Some measure of # of selective genes

Hi, I’m trying to get a rough number of selectively dependent genes. Analogous to the definition of “strongly selective” in the “Agreement between two large pan-cancer CRISPR-Cas9 gene dependency data sets” paper. I’m guessing a way to do this would be to use a lower threshold of NormLRT. Have you all done, this, can you share any rough estimates of the number of genes that are selective?

1 Like

We have a definition of “strongly selective” that we use in the portal, which is a threshold of 100 < skewed-LRT.

If you want to see which genes are classified as “strongly selective” you can find that information in the table at https://depmap.org/portal/api/download/gene_dep_summary

Thanks,
Phil

2 Likes

Thank you! Feature request, could you share the skewed-LRT values for each gene as well / someday / somehow?

Going to answer my own question now that I’ve finally RTFM’d: in “Agreement between two large pan-cancer CRISPR-Cas9 gene dependency data sets” supplementary 4 is an excel sheet containing normLRT values calculated for Broad and Sanger. Thank you!

Is the file downloadable at https://depmap.org/portal/api/download/gene_dep_summary kept up to date?

1 Like

It’s worth noting that those values are out of date/incomplete.

You can find many examples of genes labeled as LRT >= 100 on the web browser that are lower in that dataset. Sime genes are missing entirely.

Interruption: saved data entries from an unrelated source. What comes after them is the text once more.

PR #785, opened 2022-05-10
Add cache to _is_annotation

qinzzz:
This PR fixes 743. 

### Description of changes
Add a cache structure in DataStore to cache the result of _is_annotation.

### Test Conducted

### DIFF
--- a/forte/data/data_store.py
+++ b/forte/data/data_store.py
@@ -136,6 +136,12 @@ class DataStore(BaseStore):
         self._dynamically_add_type = dynamically_add_type
 
         """
+        ``_is_annotation_cache`` is a dictionary for cacheing the result of function
+        ``_is_annotation``.
+        """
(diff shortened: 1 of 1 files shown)


forte/data/data_store.py
```diff
@@ -422,8 +428,13 @@ def _is_annotation(self, type_name: str) -> bool:
             type or not.
         """
         # TODO: use is_subclass() in DataStore to replace this
-        entry_class = get_class(type_name)
-        return issubclass(entry_class, (Annotation, AudioAnnotation))
+        try:
+            return self._is_annotation_cache[type_name]
```
hunterhector, line 432: so according to our discussion, we don't need this cache, we can rely on the internal issubclass

hunterhector:
probably close this one since we can use other caching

What I did is simply re-run the data myself using the R code shared by @pmontgom on the most recent release. There’s an error I havent been able to pin down still where errors/warnings from the try() function in LRT_test() aren’t being properly caught, which allows for some bad skewed T fits on certain genes that are clearly not skewed to return a value instead of NA (HSPA5 and a few RNA polymerase genes). I was able to bandaid this with the “testit” R library and the has_warning() function, but it’s fairly computationally intensive.